EXERCISE DATA:
PR #334, opened 2017-06-26
Remote_Bitrate_Estimator_Abs_send_time

jcchuks:


src/org/jitsi/impl/neomedia/rtp/remotebitrateestimator/OveruseEstimator.java
```diff
@@ -240,6 +260,14 @@ public void update(
...
         prevOffset = offset;
         offset = offset + K[1] * residual;
+
+        /**
+         * Migrated from webrtc. Used for logging
+         */
+//        BWE_TEST_LOGGING_PLOT(1, "kc", nowMs, K[0]);
+//        BWE_TEST_LOGGING_PLOT(1, "km", nowMs, K[1]);
+//        BWE_TEST_LOGGING_PLOT(1, "slope_1/bps", nowMs, slope);
+//        BWE_TEST_LOGGING_PLOT(1, "var_noise", nowMs, varNoise_);
```
bgrozev: I don't think we need any of the changes to this file -- all usage of nowMs is commented out.

src/org/jitsi/impl/neomedia/rtp/remotebitrateestimator/RemoteBitrateEstimatorAbsSendTime.java
```diff
@@ -0,0 +1,627 @@
+package org.jitsi.impl.neomedia.rtp.remotebitrateestimator;
```
bgrozev: Can you please add the license header (see any of the other .java files in the project).

src/org/jitsi/impl/neomedia/rtp/remotebitrateestimator/RemoteBitrateEstimatorAbsSendTime.java
```diff
@@ -0,0 +1,627 @@
...
+
+import org.ice4j.util.RateStatistics;
+import org.jitsi.impl.neomedia.codec.audio.silk.K2aFLP;
+import org.jitsi.impl.neomedia.transform.PacketTransformer;
+import org.jitsi.service.neomedia.RawPacket;
+import org.jitsi.service.neomedia.rtp.RemoteBitrateEstimator;
+import org.jitsi.util.Logger;
+
+import javax.media.rtp.RTPHeader;
+import java.util.*;
```
bgrozev: Can you please remove the unused imports and convert them to package imports (e.g. org.ice4j.util.*)

src/org/jitsi/impl/neomedia/rtp/remotebitrateestimator/RemoteBitrateEstimatorAbsSendTime.java
```diff
@@ -0,0 +1,627 @@
...
+
+/**
+ * webrtc.org abs_send_time implementation as of June 26, 2017.
```
bgrozev: If you know the commit ID in webrtc.org it would be nice to add it here.

src/org/jitsi/impl/neomedia/rtp/remotebitrateestimator/RemoteBitrateEstimatorAbsSendTime.java
```diff
@@ -0,0 +1,627 @@
...
+ * @author Julian Chukwu
+ */
+public class RemoteBitrateEstimatorAbsSendTime
+    implements RemoteBitrateEstimator
+{
+    private static final Logger logger = Logger
+            .getLogger(RemoteBitrateEstimatorAbsSendTime.class);
+
+    private enum probeResult
```
bgrozev: The convention is to name classes and enums with the first letter capitalized (ProbeResult)

src/org/jitsi/impl/neomedia/rtp/remotebitrateestimator/RemoteBitrateEstimatorAbsSendTime.java
```diff
@@ -0,0 +1,627 @@
...
+
+    public final static int kTimestampGroupLengthMs = 5;
+    public final static int kAbsSendTimeFraction = 18;
+    public final static int kAbsSendTimeInterArrivalUpshift = 8;
+    public final static int kInterArrivalShift
+            =  kAbsSendTimeFraction + kAbsSendTimeInterArrivalUpshift;
+    public final static int kInitialProbingIntervalMs = 2000;
+    public final static int kMinClusterSize = 4;
+    public final static int kMaxProbePackets = 15;
+    public final static int kExpectedNumberOfProbes = 3;
```
bgrozev: Are there going to be used from outside this class? If not, they should be private.

src/org/jitsi/impl/neomedia/rtp/remotebitrateestimator/RemoteBitrateEstimatorAbsSendTime.java
```diff
@@ -0,0 +1,627 @@
...
+
+    private static final double kTimestampToMs = 1000.0 /
+            (1 << kInterArrivalShift) ;
+
+    public <K,V> List<K> Keys(TreeMap<K,V> _map)
```
bgrozev: private

src/org/jitsi/impl/neomedia/rtp/remotebitrateestimator/RemoteBitrateEstimatorAbsSendTime.java
```diff
@@ -0,0 +1,627 @@
...
+    {
+        ArrayList<K> keys = new ArrayList<K>();
+        for(Map.Entry<K,V> entry : _map.entrySet())
+        {
+            keys.add(entry.getKey());
+        }
+        return keys;
+    }
+
+    long ConvertMsTo24Bits(long timeMs)
```
bgrozev: private

src/org/jitsi/impl/neomedia/rtp/remotebitrateestimator/RemoteBitrateEstimatorAbsSendTime.java
```diff
@@ -0,0 +1,627 @@
...
+
+    /**
+      * Confirm this on line 133 of remote_bitrate_estimator_abs_send_time.h
+     */
+    public TreeMap<Long,Long> ssrcs_ = new TreeMap<Long, Long>();
+    public static ArrayList<Probe> probes_ = new ArrayList<>();
+    public static long totalProbesReceived;
+    public static  long firstPacketTimeMs;
+    public static long lastUpdateMs;
+    public static boolean umaRecorded;
```
bgrozev: Everything should be private unless it specifically needs to be exposed (including the methods below)

src/org/jitsi/impl/neomedia/rtp/remotebitrateestimator/RemoteBitrateEstimatorAbsSendTime.java
```diff
@@ -0,0 +1,627 @@
...
+
+    boolean IsWithinClusterBounds(long sendDeltaMs, Cluster clusterAggregate)
+    {
+        if(clusterAggregate.count == 0)
+        {
+            return true;
+        }
+        double clusterMean = clusterAggregate.sendMeanMs /
+                (double)clusterAggregate.count;
+        /**
```
bgrozev: No need for the TODO

src/org/jitsi/impl/neomedia/rtp/remotebitrateestimator/RemoteBitrateEstimatorAbsSendTime.java
```diff
@@ -0,0 +1,627 @@
...
+    public static boolean umaRecorded;
+
+    /**
+     * @Todo confirm these
+     * clock and observer_ are defined as const
+     * e.g const Clock* const clock_;
+     * find out if there is need to make it final
+     */
+    public static long clock;
+    public static RemoteBitrateObserver observer_;
```
bgrozev: In java "static" defines a class field instead of an instance field. These should not be static. Try to make them final, if something prevents it leave it out.

src/org/jitsi/impl/neomedia/rtp/remotebitrateestimator/RemoteBitrateEstimatorAbsSendTime.java
bgrozev: These should probably also not be "static"

src/org/jitsi/impl/neomedia/rtp/remotebitrateestimator/RemoteBitrateEstimatorAbsSendTime.java
```diff
@@ -0,0 +1,627 @@
...
+     * /external/webrtc/+/master/webrtc/modules/remote_bitrate_estimator
+     * /remote_bitrate_estimator_abs_send_time.cc
+     */
+
+    void RemoteBitrateEstimatorAbsSendTime(RemoteBitrateObserver observer,
+                                           long time)
+    {
+        this.observer_ = observer;
+        this.clock = time;
+        this.interArrival = new InterArrival(90 * kTimestampGroupLengthMs,
```
bgrozev: Where do the arguments come from?

src/org/jitsi/impl/neomedia/rtp/remotebitrateestimator/RemoteBitrateEstimatorAbsSendTime.java
```diff
@@ -0,0 +1,627 @@
...
+    public static long lastUpdateMs;
+    public static boolean umaRecorded;
+
+    /**
+     * @Todo confirm these
+     * clock and observer_ are defined as const
+     * e.g const Clock* const clock_;
+     * find out if there is need to make it final
+     */
+    public static long clock;
```
bgrozev: How can we replace the clock with a single "long" instance? We should use System.currentTimeMillis() instead of "clock", and remove the "clock" field.

src/org/jitsi/impl/neomedia/rtp/remotebitrateestimator/RemoteBitrateEstimatorAbsSendTime.java
bgrozev: I don't think we need the "umaRecorded" field.

src/org/jitsi/impl/neomedia/rtp/remotebitrateestimator/RemoteBitrateEstimatorAbsSendTime.java
```diff
@@ -0,0 +1,627 @@
...
+        this.estimator = new OveruseEstimator(new OverUseDetectorOptions());
+        this.detector = new OveruseDetector(new OverUseDetectorOptions());
+        this.incomingBitrate = new RateStatistics(kBitrateWindowMs,8000);
+        this.incomingBitrateInitialized = false;
+        this.totalProbesReceived = 0;
+        this.firstPacketTimeMs = -1;
+        this.lastUpdateMs = -1;
+        this.umaRecorded = false;
+       // RTC_DCHECK(observer_);
+        logger.warn("RemoteBitrateEstimatorAbsSendTime: Instantiating.");
```
bgrozev: Can we make that an "info" log instead?

src/org/jitsi/impl/neomedia/rtp/remotebitrateestimator/RemoteBitrateEstimatorAbsSendTime.java
```diff
@@ -0,0 +1,627 @@
...
+        //network_thread_.DetachFromThread();
+    }
+
+    List<Cluster> computeClusters(List<Cluster> clusters)
```
bgrozev: Why was it necessary to change this to return a list?

src/org/jitsi/impl/neomedia/rtp/remotebitrateestimator/RemoteBitrateEstimatorAbsSendTime.java
```diff
@@ -0,0 +1,627 @@
...
+                    bestIt = cluster;
+                }
+            }
+            else
+            {
+                /**
+                 * @Todo
+                 * What do we loose by converting from double to long ?
+                 */
+                double sendBitrateBps = cluster.meanSize * 8 * 1000
```
bgrozev: Looks like the worst that could happen is that the values in the log message are not precise

src/org/jitsi/impl/neomedia/rtp/remotebitrateestimator/RemoteBitrateEstimatorAbsSendTime.java
```diff
@@ -0,0 +1,627 @@
...
+    {
+        synchronized (critSect) {
+            List<Cluster> clusters = new ArrayList<Cluster>();
+            clusters = computeClusters(clusters);
+            if (clusters.isEmpty()) {
+                // If we reach the max number of probe packets and still
+                // have no clusters,
+                // we will remove the oldest one.
+                if (probes_.size() >= kMaxProbePackets)
+                    probes_.get(0);
```
bgrozev: get() will not remove an element from the list

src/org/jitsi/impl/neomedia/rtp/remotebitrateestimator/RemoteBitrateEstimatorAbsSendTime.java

WHAT NEEDS TO BE DONE:
The word "kAbsSendTimeInterArrivalUpshift" occurs on some lines of the data. Give the number of those lines only.

SOLUTION TO THE PROBLEM:
2